1 IT person should be able to support 1000-10,000 people depending on system homogeneity. BYOD makes everything heterogeneous unless the company mandates what hardware you're allowed to buy. That's why you could only support 100 people per IT person.
Re:BYOD means I/T loses some control over it (Score:4, Insightful)
"Not sure about you, but no one plugs in whatever they want to our network..."
I agree with you 100%. And I go further: if the company wants me to BMOD, then they can damned well pay me for the use of it. It's okay... I'll rent it to them at the going commercial rate.
Re:BYOD means I/T loses some control over it (Score:4, Insightful)

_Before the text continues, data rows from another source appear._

PR #2088, opened 2026-07-30
Go to NSubstitute 4.2.2, why not later, let me check...

NickJosevski:
All nine test projects now reference NSubstitute 4.2.2. It was 2.0.3


NickJosevski:
Better to go to 6.0.0 see here: https://github.com/OctopusDeploy/Calamari/pull/2090

PR #2092, opened 2026-08-01
Pin the bundled .NET runtime so it is a deliberate choice

NickJosevski:
## Background

Calamari publishes self-contained. Every artifact carries its own copy of the .NET runtime. Customer vulnerability scanners report against that bundled runtime.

AutoCAD is the basis of an entire ecology of add-ons and workflow tools, many of which can cost ten times the basic cost of the package itself and then some. Oil refinery piping layouts, dynamic flow analysis, bill of materials, finite element analysis tools, import and export to other engineering packages, 3DMax visualisation etc. etc. Unless and until the FOSS alternatives to AutoCAD can plug in as a one-for-one replacement to that ecology then they're not going to make big inroads in the multiseat engineering/architectural world.
Re:Too bad he wasn't fired ..... (Score:2, Insightful)
Having done I.T. for over 25 years and counting now, I'm *really* getting fed up with all the authoritarian sysadmin wanna-be's who impose all sorts of rules on what people CAN'T do on a network, instead of ENABLING people to do more with the resources available.
Having done IT for over 10 years, I am really getting fed up with all the lazy and irrelevant staff that is crying about "enabling" functionality that is completely not work related and in the end just "enables" YouTube and Facebook for them - so they can hide more easily that they're not doing any useful work.
Re:BYOD means I/T loses some control over it (Score:5, Insightful)
I am sorry but people like you who have that attitude toward it are absolutely every bit as wrong as the it types who think the answer to everything should be "no".
When some gets a worm on your network and it takes the entire business offline for the better part of a day while everyone chases down and cleans the machines you will still say IT failed to do the job you refused to let them do.
When you customer list is published on wiki leaks, or near perfect copies of your flagship product trade secrets and all start coming off the boat from china you will say it did not do their, which you refused to let then do.
Yes, IT needs to help you be productive but they also need to protect you and the company, which means they can't just let you do *anyhing* any time. It's not that simple, you need to stop looking at IT as your bitch and start thinking of then as trusted advisors just like you do your legal department or your HR people.